Using functions from broom.mixed:

glance(aa) |> select(optimizer, NLL_rel) |> arrange(NLL_rel)

This indicates that all optimizers gave very similar overall fits, except for the two that failed (a difference of 0.016 on the log-likelihood scale is small):

  optimizer                        NLL_rel
  <chr>                              <dbl>
1 nlminbwrap                      0       
2 bobyqa                          1.32e-10
3 optimx.L-BFGS-B                 4.94e- 5
4 nloptwrap.NLOPT_LN_BOBYQA       3.10e- 3
5 Nelder_Mead                     1.63e- 2
6 nmkbw                         Inf       
7 nloptwrap.NLOPT_LN_NELDERMEAD Inf

Look at the fixed-effect estimates, ± 2 standard errors (assuming that you're interested in the fixed effects; you could also investigate the random effect [variance/covariance/std dev/correlation] parameter estimates)
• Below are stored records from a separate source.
Issue #166, opened 2017-07-12
Error at apollo.sh build


Eulerianial:
I ran following commands
bash docker/scripts/install_docker.sh
docker ps
bash docker/scripts/dev_start.sh
bash docker/scripts/dev_into.sh
bash apollo.sh build

and at the build phase I am getting following errors:
WARNING: Running Bazel server needs to be killed, because the startup options are different.
INFO: Found 189 targets...
ERROR: /apollo/modules/hmi/ros_node/BUILD:3:1: Linking of rule '//modules/hmi/ros_node:ros_node_service' failed: gcc failed: error executing command /usr/bin/gcc -o bazel-out/local-dbg/bin/modules/hmi/ros_node/ros_node_service '-Wl,-rpath,$ORIGIN/../../../_solib_k8/_U@ros_S_S_Cros_Ucommon___Uexternal_Sros_Slib' ... (remaining 8 argument(s) skipped): com.google.devtools.build.lib.shell.BadExitStatusException: Process exited with status 1.
external/boringssl/boringssl-master-with-bazel/src/ssl/handshake_server.cc:778: error: undefined reference to 'tls13_server_handshake'
collect2: error: ld returned 1 exit status
INFO: Elapsed time: 1308.514s, Critical Path: 480.22s
============================
[ERROR] Build failed!
[INFO] Took 1722 seconds

siyangy:
This error has never been reported. It could just be a glitch of the bazel build system. Can you try only building the failed target by `bazel --batch --batch_cpu_scheduling build --define ARCH=$(uname -m) --define CAN_CARD=fake_can --cxxopt=-DUSE_ESD_CAN=false -c dbg //modules/hmi/ros_node:ros_node_service` to see if it happens again?

Also your build time seems very long, which indicates that your memory is not enough. Another guess is that g++ sometimes has weird behavior when it exhausts memory.

zwqaoy:
only building the failed target by bazel --batch --batch_cpu_scheduling build --define ARCH=$(uname -m) --define CAN_CARD=fake_can --cxxopt=-DUSE_ESD_CAN=false -c dbg //modules/hmi/ros_node:ros_node_service

the error happened again.  
my gcc version is gcc (Ubuntu 4.8.4-2ubuntu1~14.04.3) 4.8.4

quning78:
So you are not running  inside docker? If so, the ubuntu is supposed to be
14.04.

Best wishes,
-- 
Ning Qu

[...]

PR #185, opened 2017-07-13
use a working revision of boringssl

CecilHarvey:
The latest master revision does not work.
This fixed Issue #166


siyangy:
Thanks for fixing this problem!

PR #206, opened 2017-07-14
Limit aggressive steering based on vehicle speed

henryhu6:


henryhu6:
Line 235: minimum vehicle_state_.linear_velocity() value is 1.0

tt <- tidy(aa, effects = "fixed") |> filter(term != "(Intercept)") |> select(optimizer, term, estimate, std.error)
ggplot(tt, aes(x = estimate, y = term, colour = optimizer)) +
    geom_pointrange(aes(xmin=estimate-2*std.error, xmax = estimate+2*std.error),
                    position = position_dodge(width = 0.2)) +
    facet_wrap(~term, scales = "free") +
    theme(axis.text.y = element_blank())

Relative to the magnitude of the uncertainty, the differences among the optimizers are tiny. Or you could look at the absolute differences:

ggplot(tt, aes(x = estimate, y = term, colour = optimizer)) +
    geom_point(position = position_dodge(width = 0.2)) +
    facet_wrap(~term, scales = "free") +
    theme(axis.text.y = element_blank())

You would have to decide for yourself whether these magnitudes of difference were important for your problem. (In this particular case I suspect there are also some complete-separation problems happening, possibly because a small subset of the data was used for the example.)